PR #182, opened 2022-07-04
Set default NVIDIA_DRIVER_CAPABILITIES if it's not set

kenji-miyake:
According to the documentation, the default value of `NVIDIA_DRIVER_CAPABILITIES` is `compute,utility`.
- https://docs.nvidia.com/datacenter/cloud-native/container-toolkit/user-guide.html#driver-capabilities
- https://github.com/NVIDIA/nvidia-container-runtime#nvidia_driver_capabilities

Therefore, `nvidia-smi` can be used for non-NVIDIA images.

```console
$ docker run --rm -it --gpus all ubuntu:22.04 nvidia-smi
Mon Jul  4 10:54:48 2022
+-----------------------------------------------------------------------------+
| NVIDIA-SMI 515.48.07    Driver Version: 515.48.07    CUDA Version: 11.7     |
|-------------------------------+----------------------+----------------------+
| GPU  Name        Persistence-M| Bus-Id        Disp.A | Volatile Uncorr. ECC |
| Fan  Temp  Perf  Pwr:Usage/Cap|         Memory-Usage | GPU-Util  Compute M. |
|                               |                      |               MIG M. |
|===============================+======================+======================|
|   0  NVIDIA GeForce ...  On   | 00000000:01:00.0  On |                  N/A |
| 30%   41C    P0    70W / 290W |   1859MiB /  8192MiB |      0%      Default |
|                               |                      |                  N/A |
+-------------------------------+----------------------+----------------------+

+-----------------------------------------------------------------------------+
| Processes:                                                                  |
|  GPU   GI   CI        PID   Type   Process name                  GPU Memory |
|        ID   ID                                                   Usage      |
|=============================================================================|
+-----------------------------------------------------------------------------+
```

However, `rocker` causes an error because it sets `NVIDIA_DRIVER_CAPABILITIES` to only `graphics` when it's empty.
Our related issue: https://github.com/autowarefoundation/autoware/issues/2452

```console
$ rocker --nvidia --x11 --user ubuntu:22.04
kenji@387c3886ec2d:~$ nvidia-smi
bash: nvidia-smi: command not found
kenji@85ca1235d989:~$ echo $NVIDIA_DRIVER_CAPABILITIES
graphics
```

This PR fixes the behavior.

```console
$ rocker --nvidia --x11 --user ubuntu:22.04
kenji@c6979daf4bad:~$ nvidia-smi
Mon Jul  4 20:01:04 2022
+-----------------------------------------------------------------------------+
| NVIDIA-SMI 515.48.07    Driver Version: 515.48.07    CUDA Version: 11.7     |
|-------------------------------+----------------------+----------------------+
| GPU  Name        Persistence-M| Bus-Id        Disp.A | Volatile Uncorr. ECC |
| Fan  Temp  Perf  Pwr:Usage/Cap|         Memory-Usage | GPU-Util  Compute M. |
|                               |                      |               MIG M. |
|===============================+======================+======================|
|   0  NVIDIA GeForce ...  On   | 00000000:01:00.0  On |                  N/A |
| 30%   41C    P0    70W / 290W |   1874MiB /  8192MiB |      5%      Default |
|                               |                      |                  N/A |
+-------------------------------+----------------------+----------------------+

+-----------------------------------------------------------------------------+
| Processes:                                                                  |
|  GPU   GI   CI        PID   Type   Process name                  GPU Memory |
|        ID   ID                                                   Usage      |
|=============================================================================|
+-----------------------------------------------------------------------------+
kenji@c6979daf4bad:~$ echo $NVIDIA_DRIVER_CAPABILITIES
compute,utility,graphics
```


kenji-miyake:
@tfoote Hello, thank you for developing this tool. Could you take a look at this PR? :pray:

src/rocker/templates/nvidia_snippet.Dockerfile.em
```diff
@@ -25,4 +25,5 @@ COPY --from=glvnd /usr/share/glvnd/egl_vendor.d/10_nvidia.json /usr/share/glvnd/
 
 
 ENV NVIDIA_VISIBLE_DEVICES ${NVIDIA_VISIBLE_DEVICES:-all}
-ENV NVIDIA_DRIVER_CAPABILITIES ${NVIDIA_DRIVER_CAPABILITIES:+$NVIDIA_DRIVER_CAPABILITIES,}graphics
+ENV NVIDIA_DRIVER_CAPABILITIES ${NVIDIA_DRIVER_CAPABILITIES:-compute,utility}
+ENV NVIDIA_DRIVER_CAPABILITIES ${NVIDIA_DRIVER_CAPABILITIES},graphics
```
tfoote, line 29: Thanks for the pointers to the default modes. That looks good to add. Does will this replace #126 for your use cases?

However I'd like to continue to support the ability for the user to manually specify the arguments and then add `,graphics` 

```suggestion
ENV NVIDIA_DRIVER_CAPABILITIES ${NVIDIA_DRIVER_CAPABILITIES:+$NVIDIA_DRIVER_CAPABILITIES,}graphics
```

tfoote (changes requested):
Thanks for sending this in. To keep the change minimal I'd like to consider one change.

----------

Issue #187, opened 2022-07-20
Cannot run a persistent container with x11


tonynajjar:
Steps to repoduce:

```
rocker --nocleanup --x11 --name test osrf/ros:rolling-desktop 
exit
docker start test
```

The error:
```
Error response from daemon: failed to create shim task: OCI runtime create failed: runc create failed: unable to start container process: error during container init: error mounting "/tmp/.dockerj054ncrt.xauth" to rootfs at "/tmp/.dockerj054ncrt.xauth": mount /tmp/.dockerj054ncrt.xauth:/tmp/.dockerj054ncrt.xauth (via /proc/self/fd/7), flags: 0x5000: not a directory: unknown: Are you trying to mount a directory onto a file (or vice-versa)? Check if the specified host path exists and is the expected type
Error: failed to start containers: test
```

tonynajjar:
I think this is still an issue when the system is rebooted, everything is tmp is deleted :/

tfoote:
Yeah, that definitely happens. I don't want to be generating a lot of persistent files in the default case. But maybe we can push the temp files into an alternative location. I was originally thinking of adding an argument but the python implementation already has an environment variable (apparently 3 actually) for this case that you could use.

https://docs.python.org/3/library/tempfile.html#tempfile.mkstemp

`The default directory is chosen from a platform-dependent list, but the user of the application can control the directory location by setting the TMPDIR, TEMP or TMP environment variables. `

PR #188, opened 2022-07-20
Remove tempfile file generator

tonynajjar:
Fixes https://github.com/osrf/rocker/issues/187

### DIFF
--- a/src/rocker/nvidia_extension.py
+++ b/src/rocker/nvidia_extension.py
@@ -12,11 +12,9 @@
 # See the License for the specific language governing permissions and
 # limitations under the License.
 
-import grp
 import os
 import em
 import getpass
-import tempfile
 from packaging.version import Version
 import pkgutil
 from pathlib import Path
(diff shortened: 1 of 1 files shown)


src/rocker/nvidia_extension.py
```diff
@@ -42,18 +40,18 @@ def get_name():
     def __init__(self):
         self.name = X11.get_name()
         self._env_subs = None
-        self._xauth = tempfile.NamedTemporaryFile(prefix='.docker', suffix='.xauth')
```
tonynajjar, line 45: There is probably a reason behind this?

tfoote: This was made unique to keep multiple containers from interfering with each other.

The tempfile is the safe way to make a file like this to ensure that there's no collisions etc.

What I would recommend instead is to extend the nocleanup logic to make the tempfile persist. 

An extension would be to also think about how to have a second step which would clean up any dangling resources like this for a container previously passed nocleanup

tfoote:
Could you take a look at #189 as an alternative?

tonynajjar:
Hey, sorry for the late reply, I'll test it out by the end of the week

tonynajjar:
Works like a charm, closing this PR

----------

Scan the data above and copy each line containing the word "graphics".

[Answer box]
However, `rocker` causes an error because it sets `NVIDIA_DRIVER_CAPABILITIES` to only `graphics` when it's empty.
graphics
compute,utility,graphics
-ENV NVIDIA_DRIVER_CAPABILITIES ${NVIDIA_DRIVER_CAPABILITIES:+$NVIDIA_DRIVER_CAPABILITIES,}graphics
+ENV NVIDIA_DRIVER_CAPABILITIES ${NVIDIA_DRIVER_CAPABILITIES},graphics
However I'd like to continue to support the ability for the user to manually specify the arguments and then add `,graphics` 
ENV NVIDIA_DRIVER_CAPABILITIES ${NVIDIA_DRIVER_CAPABILITIES:+$NVIDIA_DRIVER_CAPABILITIES,}graphics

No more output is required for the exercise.